All day and every day, Saturdays alone excepted, these busy "fruit-wives" ply their avocations whilst their lords and masters are out on weighty matters, attending fruit sales at the broker’s, inspecting and valuing cargoes of newly-landed oranges and nuts, or gathering information, or bartering, or a thousand other things by which they may “put money in their purse.” If we credit the words of the dark-haired maid of Judah who is counting out a hundred of oranges into a retailer's basket - and gallantry bids us not doubt her - he is selling her fruit at precisely the price it cost; a marvelous proceeding truly, and which induces astonishment that all Duke's Place has not been forced through the Insolvent Court years ago! We could not avoid asking ourself, if this be so, whence come the glittering rings and gay ear-rings worn by our bright-eyed informant? and whence too the rich furniture and costly fittings that peer at us through the thick atmosphere from first-floor windows? Aladdin, we are told, had his precious stores of jeweled wealth in marvelous gardens far underground; the magicians of Duke s Place cultivate their trees of precious stones on the first and second floors.
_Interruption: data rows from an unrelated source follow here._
PR #534, opened 2026-09-11
feat(extensions): install, upgrade and remove commands

scottlovegrove:
Complete the management surface. `install` reports where the extension landed, saying "Linked" for a local directory, since that install is a symlink to a working copy rather than a copy of anything. The trust warning is left to the manager, which prints it before any step that can run code from the repository — printing it here as well would double it, and a local install does not warrant it at all.

`upgrade` shows one row per extension with what changed or why nothing did, wrapped in the standard dry-run block when previewing. Naming extensions and passing `--all` together is a usage error rather than a silent preference for one; passing neither shows the usage, so a bare invocation never reaches the network.

`remove` says plainly that a local install's own directory was left alone, which is the part a user most needs to be sure of.

### DIFF
--- a/src/lib/extensions/commands.ts
+++ b/src/lib/extensions/commands.ts
@@ -12,10 +12,11 @@
  */
 
 import { homedir } from 'node:os'
-import { formatJson, printEmpty } from '@doist/cli-core'
+import { join } from 'node:path'
+import { CliError, formatJson, printEmpty } from '@doist/cli-core'
 import type { Command } from 'commander'
 import type { ExtensionManager } from './manager.js'
-import type { ExtensionListing } from './types.js'
+import type { ExtensionListing, RemoveResult, UpgradeResult } from './types.js'
 
 /** Neither column has a value worth showing, so say so once, the same way. */
 const NOTHING = '—'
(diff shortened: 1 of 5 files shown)


doistbot (commented):
This PR completes the extension management surface with `install`, `upgrade`, and `remove` commands, with nice touches like the "Linked" wording for local installs and a plain note that removal leaves a local working copy untouched.

Few things worth tightening:
- Add the new `extension` subcommands and their flags to `SKILL_CONTENT` and regenerate `skills/todoist-cli/SKILL.md`, so agents can discover and invoke them (CI's skill-sync check will catch this).
- Run git error output (stderr from `pull`/`fetch`/`reset` surfaced as `UpgradeResult.detail`) through `redactUrl` before display — a failed fetch on a remote with embedded credentials could otherwise echo the token to the terminal and logs.
- Also strip ANSI/OSC control sequences from captured git diagnostics before printing them, so a hostile remote can't write raw escape bytes into the user's terminal.

<details>

- **<a href="#">P3</a> src/lib/extensions/commands.ts:310**: A bare `upgrade` (`names` empty and no `--all`) calls `upgradeCmd.help()`, which prints human-readable help and exits successfully even when `--json` was passed. A machine consumer running `td extension upgrade --json` therefore gets non-JSON stdout with exit code 0 instead of a parseable result or error. When `options.json` is set, throw a `CliError` here so the global handler renders it as JSON, rather than falling through to `help()`.
- **<a href="#">P3</a> src/lib/extensions/commands.ts:248**: `RemoveResult` already carries the exact path that was deleted (`result.path`, set to `extension.entryPath` in remove.ts). Rebuilding it here as `join(manager.extensionsDir, `${manager.binName}-${result.name}`)` duplicates the naming rule and silently assumes `dirName` is always `${binName}-${name}` — true for names discovered through `toCommandName`, but not for an entry in the extensions directory that lacks the prefix. Using `shorten(result.path)` is simpler and always correct.
- **<a href="#">P3</a> src/lib/extensions/commands.ts:221**: This duplicates the empty-state handling that `printEmpty` already provides; the helper is imported above and used for `listExtensions`'s empty case. Reuse it here so the message goes through the same quiet/output handling instead of an unconditional `console.log`: `printEmpty({ options, message: 'No extensions installed.' })`.
- **<a href="#">P3</a> src/lib/extensions/commands.test.ts:303**: The test title says the bare invocation shows usage, but the assertion only checks that the action rejects — any thrown error would satisfy it. Capture stdout (as the group-help test above does with `captureStream('stdout')`) and assert the usage text so the behavior is actually pinned.
- **<a href="#">P3</a> src/lib/extensions/commands.test.ts:312**: This mkdir/writeFixtureExtension/symlink block is repeated four times across the upgrade and remove tests to create a linked local install. Extract one helper (like the `localSource` helper already in the install tests) and call it from each test to remove the copy-paste.
- **<a href="#">P3</a> src/lib/extensions/commands.test.ts:249**: These local-install tests assume POSIX symlinks. On Windows `installLocal` records the target in a plain path file instead of a symlink (see `install.ts`/`discover.ts`), so `lstat(entry).isSymbolicLink()` fails there; the same assertion repeats at line 282, and the manual `symlink(...)` setups at lines 314, 324, 343, and 356 need elevated rights on Windows. Mirror `install.test.ts` by skipping these symlink assertions on `win32` or by building the path-file representation.

</details>

<sub>[Share Feedback](https://github.com/Doist/doistbot-app/issues/new?template=review-feedback.yml&title=Review+feedback+for+Doist%2Ftodoist-cli&pr_url=https%3A%2F%2Fgithub.com%2FDoist%2Ftodoist-cli%2Fpull%2F534&datadog_url=https%3A%2F%2Fapp.datadoghq.com%2Flogs%3Fquery%3Dservice%253A%2528doistbot-app-sandbox%2520OR%2520doistbot-app%2529%2520%2540meta.deliveryId%253A05ee6740-add7-11f1-9c16-e2993970a3ab%26agg_m%3Dcount%26agg_m_source%3Dbase%26agg_t%3Dcount%26clustering_pattern_field_path%3Dmessage%26cols%3Dhost%252Cservice%26fromUser%3Dtrue%26messageDisplay%3Dinline%26refresh_mode%3Dsliding%26storage%3Dhot%26stream_sort%3Ddesc%26viz%3Dstream%26live%3Dtrue) • [Review Logs](https://app.datadoghq.com/logs?query=service%3A%28doistbot-app-sandbox%20OR%20doistbot-app%29%20%40meta.deliveryId%3A05ee6740-add7-11f1-9c16-e2993970a3ab&agg_m=count&agg_m_source=base&agg_t=count&clustering_pattern_field_path=message&cols=host%2Cservice&fromUser=true&messageDisplay=inline&refresh_mode=sliding&storage=hot&stream_sort=desc&viz=stream&live=true)</sub>

src/lib/extensions/commands.ts
```diff
@@ -182,6 +290,36 @@ Examples:
         .option('--json', 'Output as JSON')
         .action((options) => listExtensions(manager, options))
 
+    extension
+        .command('install <source>')
```
doistbot, line 294: <a href="#">P2</a>  Add the new extension management subcommands and their flags to `SKILL_CONTENT`, then regenerate `skills/todoist-cli/SKILL.md`. The skill is the command reference used by agents, and it currently contains no `td extension` commands, so agents cannot discover or correctly invoke install, upgrade, or remove.

src/lib/extensions/commands.ts
```diff
@@ -152,6 +153,113 @@ async function listExtensions(
...
+    upgraded: 'upgraded',
+    'up-to-date': 'up to date',
+    skipped: 'skipped',
+    'would-upgrade': 'would upgrade',
+}
+
+/** What changed, or why nothing did. */
+function describeOutcome(result: UpgradeResult): string {
+    if (result.from && result.to) return `${result.from} → ${result.to}`
+    return result.detail ?? ''
```
doistbot, line 195: <a href="#">P2</a>  `describeOutcome` returns `result.detail` verbatim, and `upgrade` prints it for skipped rows. For git upgrades that detail is the raw stderr tail from `git pull`/`git fetch`/`git reset` (see `pull`/`resetToRemote` in `git.ts`), which is not run through `redactUrl` the way `clone` and `checkout` errors are. A failing fetch on a private-repo remote whose URL carries `user:token@` credentials can make git echo that URL in its error, so this line would print the token to the terminal and any captured logs. Apply `redactUrl` to those git error strings before they become `UpgradeResult.detail`, or redact the detail here before display.

src/lib/extensions/commands.ts
```diff
@@ -152,6 +153,113 @@ async function listExtensions(
...
+            manager.theme.yellow(`[dry-run] Would upgrade ${count(changing, 'extension')}:`),
+        )
+    }
+
+    const indent = options.dryRun ? '  ' : ''
+    for (const line of alignRows(
+        results.map((result) => [
+            result.name,
+            OUTCOME_LABELS[result.outcome],
+            describeOutcome(result),
```
doistbot, line 237: <a href="#">P2</a>  Sanitize process diagnostics before rendering them in the terminal. `result.detail` can be the raw stdout/stderr captured from `git pull`; a hostile non-GitHub remote can emit ANSI/OSC control sequences in a failed fetch, and `extension upgrade` now writes those bytes directly to the user's terminal. Strip terminal control characters (and preserve/redact safe diagnostics) before including `detail` in display rows.

src/lib/extensions/commands.ts
scottlovegrove: Lands in #539, the last commit of this stack, which adds the `### Extensions` section to `SKILL_CONTENT` and regenerates `skills/todoist-cli/SKILL.md`. Holding it there keeps the regeneration to one commit rather than three.

src/lib/extensions/commands.ts
scottlovegrove: Real, and fixed in f4e34b5. `pull`, `fetch` and `reset` now build their error through the same `redactUrl` that `clone` and `checkout` already used.

One thing worth noting for anyone reading this later: current git already elides credentials from that particular message — `https://alice:s3cret@host/x.git` comes back as `unable to access 'https://host/x.git/'`. The redaction is still right as defence in depth, and it makes the four call sites consistent, but it is not the only thing standing between a token and the terminal.

src/lib/extensions/commands.ts
scottlovegrove: Done in f4e34b5, and one layer lower than suggested: control characters other than tab and newline are stripped in `outputHints`, so this covers the install and dependency-install paths too rather than only what `upgrade` prints. New tests in `run.test.ts` cover the C0 range, the C1 range, and that tabs and newlines survive.

PR #535, opened 2026-09-11
feat(extensions): pass-through commands and the unknown-command hint

scottlovegrove:
Register one command per installed extension, so `--help` lists them under their own heading and name completion works with no special cases. A name a built-in already uses is skipped rather than replacing it; `list` reports it as shadowed and `exec` still runs it.

`passThroughOptions` is what this looks like it should use, and cannot: commander requires `enablePositionalOptions` on the parent for it, which makes every ordinary command reject the global flags it accepts today. The arguments are read from argv instead, which is stronger anyway — the host can short-circuit before commander parses at all.

The unknown-command hint is added at `outputError`, because commander writes that error and exits without the parse promise ever rejecting. Going through `outputError` keeps commander's own wording and its "did you mean" suggestion intact. It appears only for someone with no extensions installed, who is the only person it can tell anything.

### DIFF
--- a/src/lib/extensions/commands.ts
+++ b/src/lib/extensions/commands.ts
@@ -351,6 +351,17 @@ export type ExtensionCommands = {
 }
 
 /**
+ * How commander opens the message it writes for an unknown command.
+ *
+ * Matching on the rendered text is not ideal — the error code would be
+ * steadier — but `outputError` is handed the finished string and nothing else,
+ * and it is the only hook that runs before commander exits. Naming the prefix
+ * at least puts it somewhere a commander upgrade can be checked against, and
+ * the tests pin it.
+ */
+export const UNKNOWN_COMMAND_PREFIX = 'error: unknown command'
+
+/**
  * Point at the feature from the one place someone will be looking when they
  * have mistyped a command, and only when they have no extensions — anyone who
  * has installed one does not need telling.
@@ -367,7 +378,7 @@ function addInstallHint(program: Command, binName: string): void {
     program.configureOutput({
         outputError(message, write) {
             base(message, write)
-            if (message.startsWith('error: unknown command')) {
+            if (message.startsWith(UNKNOWN_COMMAND_PREFIX)) {
                 write(
                     `\nRun \`${binName} extension install <owner/repo>\` to add commands from extensions.\n`,
                 )
--- a/src/lib/extensions/commands.ts
+++ b/src/lib/extensions/commands.ts
@@ -16,7 +16,7 @@ import { join } from 'node:path'
 import { CliError, formatJson, printEmpty } from '@doist/cli-core'
 import type { Command } from 'commander'
 import type { ExtensionManager } from './manager.js'
-import type { ExtensionListing, RemoveResult, UpgradeResult } from './types.js'
+import type { DispatchOptions, ExtensionListing, RemoveResult, UpgradeResult } from './types.js'
 
 /** Neither column has a value worth showing, so say so once, the same way. */
 const NOTHING = '—'
@@ -30,13 +30,14 @@ const NOTHING = '—'
  * it requires `enablePositionalOptions` on the parent, which makes ordinary
  * commands reject the global flags they accept today.
  *
- * The search starts after the subcommand token so that a value elsewhere on
- * the line cannot be mistaken for the name.
+ * `marker` is the subcommand the name follows, so that a value elsewhere on
+ * the line cannot be mistaken for it. An extension invoked directly has no
+ * marker: its name is the first thing on the line that is not a global flag.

Fridays and Sunday mornings are the great fair days of orange and nut dealing in this quarter. At such times it presents a busy aspect with the motley crowd of men, boys and women from all parts of the metropolis, - the “costers” of London, and who are said to number about four thousand. Carts, hand-barrows, flats, baskets, sacks, all are ready for their destined loads; and so active are these people, that in a few hours all will be again quiet; the business of the day is done, and it is not an unusual thing for one of these Duke's Place merchants to handle between one and two hundred pounds within a very brief space of time.

There are features of this trade which it may be well not to overlook in our brief notice, for though not apparent at first sight they are important in their results. One of them is the encouragement which the increasing trade in oranges and lemons gives to the building and navigating of clipper ships. Fruits so perishable as these demand a rapid transit; and hence, although steam does much, there has, with the expanding trade grown up a large class of fast-sailing, well-manned schooners, equal in most respects to any gentleman s yacht affording an admirable training for efficient sailors and masters.

The part played by oranges and lemons in improving the health of our large town populations, is not less important; vast members of the poorer classes would be otherwise debarred from the use of any anti-scorbutic during the spring and early summer, a period when the absence of vege­tables and home-grown fruits renders such things as oranges doubly valuable.

The juice of lemons, or “lime-juice,” as it is called, is equally valuable during long voyages at sea, where of necessity access to vegetables and fruit is out of the question and where a more than usual quantity of salt meat must be consumed It is not too much to say that thousands of lives have been saved by the use of lime-juice on board ship, whilst millions of lives on shore have been prolonged and rendered more enjoyable by the eating of oranges.